• _Exercise requirements_
Return every record in full. Match each one exactly.

[Saved data entries]
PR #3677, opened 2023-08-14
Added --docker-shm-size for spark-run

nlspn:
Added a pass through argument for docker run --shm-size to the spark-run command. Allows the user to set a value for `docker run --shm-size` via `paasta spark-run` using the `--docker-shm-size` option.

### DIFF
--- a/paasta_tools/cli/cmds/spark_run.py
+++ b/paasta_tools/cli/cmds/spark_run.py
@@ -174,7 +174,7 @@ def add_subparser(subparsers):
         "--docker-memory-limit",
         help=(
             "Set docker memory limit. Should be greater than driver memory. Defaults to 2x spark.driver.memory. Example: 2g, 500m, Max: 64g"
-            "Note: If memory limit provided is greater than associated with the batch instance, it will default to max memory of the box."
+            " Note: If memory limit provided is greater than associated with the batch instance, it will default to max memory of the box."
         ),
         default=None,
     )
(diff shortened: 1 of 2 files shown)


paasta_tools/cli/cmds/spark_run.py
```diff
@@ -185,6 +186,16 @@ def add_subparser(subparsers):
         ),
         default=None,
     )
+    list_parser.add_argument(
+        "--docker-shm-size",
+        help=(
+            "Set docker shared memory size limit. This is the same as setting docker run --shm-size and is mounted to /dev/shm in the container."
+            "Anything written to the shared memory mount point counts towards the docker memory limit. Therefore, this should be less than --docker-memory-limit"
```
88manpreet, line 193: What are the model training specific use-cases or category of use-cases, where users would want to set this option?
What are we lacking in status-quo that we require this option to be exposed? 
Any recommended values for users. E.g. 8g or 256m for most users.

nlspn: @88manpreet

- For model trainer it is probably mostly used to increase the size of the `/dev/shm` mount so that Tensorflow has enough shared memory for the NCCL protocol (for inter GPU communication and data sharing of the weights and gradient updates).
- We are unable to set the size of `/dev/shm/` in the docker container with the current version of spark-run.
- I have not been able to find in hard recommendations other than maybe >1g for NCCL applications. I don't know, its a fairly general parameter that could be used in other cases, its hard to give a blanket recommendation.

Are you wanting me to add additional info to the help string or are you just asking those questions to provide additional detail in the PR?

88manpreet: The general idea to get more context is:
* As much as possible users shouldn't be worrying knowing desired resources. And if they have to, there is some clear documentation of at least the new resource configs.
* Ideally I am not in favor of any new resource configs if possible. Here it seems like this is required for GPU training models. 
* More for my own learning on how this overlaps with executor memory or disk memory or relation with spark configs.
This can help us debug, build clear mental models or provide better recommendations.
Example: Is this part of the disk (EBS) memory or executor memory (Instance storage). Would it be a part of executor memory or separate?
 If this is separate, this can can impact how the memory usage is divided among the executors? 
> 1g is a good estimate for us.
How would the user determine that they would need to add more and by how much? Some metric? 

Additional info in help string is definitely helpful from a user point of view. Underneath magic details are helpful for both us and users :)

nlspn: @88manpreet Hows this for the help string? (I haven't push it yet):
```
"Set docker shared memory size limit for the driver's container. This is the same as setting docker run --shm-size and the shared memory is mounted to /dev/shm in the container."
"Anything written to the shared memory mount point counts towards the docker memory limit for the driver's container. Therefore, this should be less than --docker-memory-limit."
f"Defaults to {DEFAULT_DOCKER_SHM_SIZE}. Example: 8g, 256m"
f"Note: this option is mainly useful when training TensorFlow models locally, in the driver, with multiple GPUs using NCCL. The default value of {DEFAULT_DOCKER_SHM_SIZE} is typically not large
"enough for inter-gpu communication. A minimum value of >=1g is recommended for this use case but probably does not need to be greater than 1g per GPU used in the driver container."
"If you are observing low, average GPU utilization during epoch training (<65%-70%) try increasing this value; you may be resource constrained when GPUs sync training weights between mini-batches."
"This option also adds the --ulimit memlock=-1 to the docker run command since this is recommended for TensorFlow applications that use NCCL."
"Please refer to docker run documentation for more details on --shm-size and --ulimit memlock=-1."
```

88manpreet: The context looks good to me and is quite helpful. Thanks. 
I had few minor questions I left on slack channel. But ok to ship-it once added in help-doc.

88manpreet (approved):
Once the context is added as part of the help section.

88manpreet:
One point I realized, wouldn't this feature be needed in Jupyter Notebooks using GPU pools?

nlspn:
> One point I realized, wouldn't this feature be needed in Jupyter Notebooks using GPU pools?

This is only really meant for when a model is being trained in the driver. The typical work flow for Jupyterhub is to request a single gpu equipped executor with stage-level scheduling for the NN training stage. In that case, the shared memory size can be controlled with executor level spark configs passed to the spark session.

• _Exercise solution_
PR #3677, opened 2023-08-14
Added --docker-shm-size for spark-run

nlspn:
Added a pass through argument for docker run --shm-size to the spark-run command. Allows the user to set a value for `docker run --shm-size` via `paasta spark-run` using the `--docker-shm-size` option.

### DIFF
--- a/paasta_tools/cli/cmds/spark_run.py
+++ b/paasta_tools/cli/cmds/spark_run.py
@@ -174,7 +174,7 @@ def add_subparser(subparsers):
         "--docker-memory-limit",
         help=(
             "Set docker memory limit. Should be greater than driver memory. Defaults to 2x spark.driver.memory. Example: 2g, 500m, Max: 64g"
-            "Note: If memory limit provided is greater than associated with the batch instance, it will default to max memory of the box."
+            " Note: If memory limit provided is greater than associated with the batch instance, it will default to max memory of the box."
         ),
         default=None,
     )
(diff shortened: 1 of 2 files shown)


paasta_tools/cli/cmds/spark_run.py
```diff
@@ -185,6 +186,16 @@ def add_subparser(subparsers):
         ),
         default=None,
     )
+    list_parser.add_argument(
+        "--docker-shm-size",
+        help=(
+            "Set docker shared memory size limit. This is the same as setting docker run --shm-size and is mounted to /dev/shm in the container."
+            "Anything written to the shared memory mount point counts towards the docker memory limit. Therefore, this should be less than --docker-memory-limit"
```
88manpreet, line 193: What are the model training specific use-cases or category of use-cases, where users would want to set this option?
What are we lacking in status-quo that we require this option to be exposed? 
Any recommended values for users. E.g. 8g or 256m for most users.

nlspn: @88manpreet

- For model trainer it is probably mostly used to increase the size of the `/dev/shm` mount so that Tensorflow has enough shared memory for the NCCL protocol (for inter GPU communication and data sharing of the weights and gradient updates).
- We are unable to set the size of `/dev/shm/` in the docker container with the current version of spark-run.
- I have not been able to find in hard recommendations other than maybe >1g for NCCL applications. I don't know, its a fairly general parameter that could be used in other cases, its hard to give a blanket recommendation.

Are you wanting me to add additional info to the help string or are you just asking those questions to provide additional detail in the PR?

88manpreet: The general idea to get more context is:
* As much as possible users shouldn't be worrying knowing desired resources. And if they have to, there is some clear documentation of at least the new resource configs.
* Ideally I am not in favor of any new resource configs if possible. Here it seems like this is required for GPU training models. 
* More for my own learning on how this overlaps with executor memory or disk memory or relation with spark configs.
This can help us debug, build clear mental models or provide better recommendations.
Example: Is this part of the disk (EBS) memory or executor memory (Instance storage). Would it be a part of executor memory or separate?
 If this is separate, this can can impact how the memory usage is divided among the executors? 
> 1g is a good estimate for us.
How would the user determine that they would need to add more and by how much? Some metric? 

Additional info in help string is definitely helpful from a user point of view. Underneath magic details are helpful for both us and users :)

nlspn: @88manpreet Hows this for the help string? (I haven't push it yet):
```
"Set docker shared memory size limit for the driver's container. This is the same as setting docker run --shm-size and the shared memory is mounted to /dev/shm in the container."
"Anything written to the shared memory mount point counts towards the docker memory limit for the driver's container. Therefore, this should be less than --docker-memory-limit."
f"Defaults to {DEFAULT_DOCKER_SHM_SIZE}. Example: 8g, 256m"
f"Note: this option is mainly useful when training TensorFlow models locally, in the driver, with multiple GPUs using NCCL. The default value of {DEFAULT_DOCKER_SHM_SIZE} is typically not large
"enough for inter-gpu communication. A minimum value of >=1g is recommended for this use case but probably does not need to be greater than 1g per GPU used in the driver container."
"If you are observing low, average GPU utilization during epoch training (<65%-70%) try increasing this value; you may be resource constrained when GPUs sync training weights between mini-batches."
"This option also adds the --ulimit memlock=-1 to the docker run command since this is recommended for TensorFlow applications that use NCCL."
"Please refer to docker run documentation for more details on --shm-size and --ulimit memlock=-1."
```

88manpreet: The context looks good to me and is quite helpful. Thanks. 
I had few minor questions I left on slack channel. But ok to ship-it once added in help-doc.

88manpreet (approved):
Once the context is added as part of the help section.

88manpreet:
One point I realized, wouldn't this feature be needed in Jupyter Notebooks using GPU pools?

nlspn:
> One point I realized, wouldn't this feature be needed in Jupyter Notebooks using GPU pools?

This is only really meant for when a model is being trained in the driver. The typical work flow for Jupyterhub is to request a single gpu equipped executor with stage-level scheduling for the NN training stage. In that case, the shared memory size can be controlled with executor level spark configs passed to the spark session.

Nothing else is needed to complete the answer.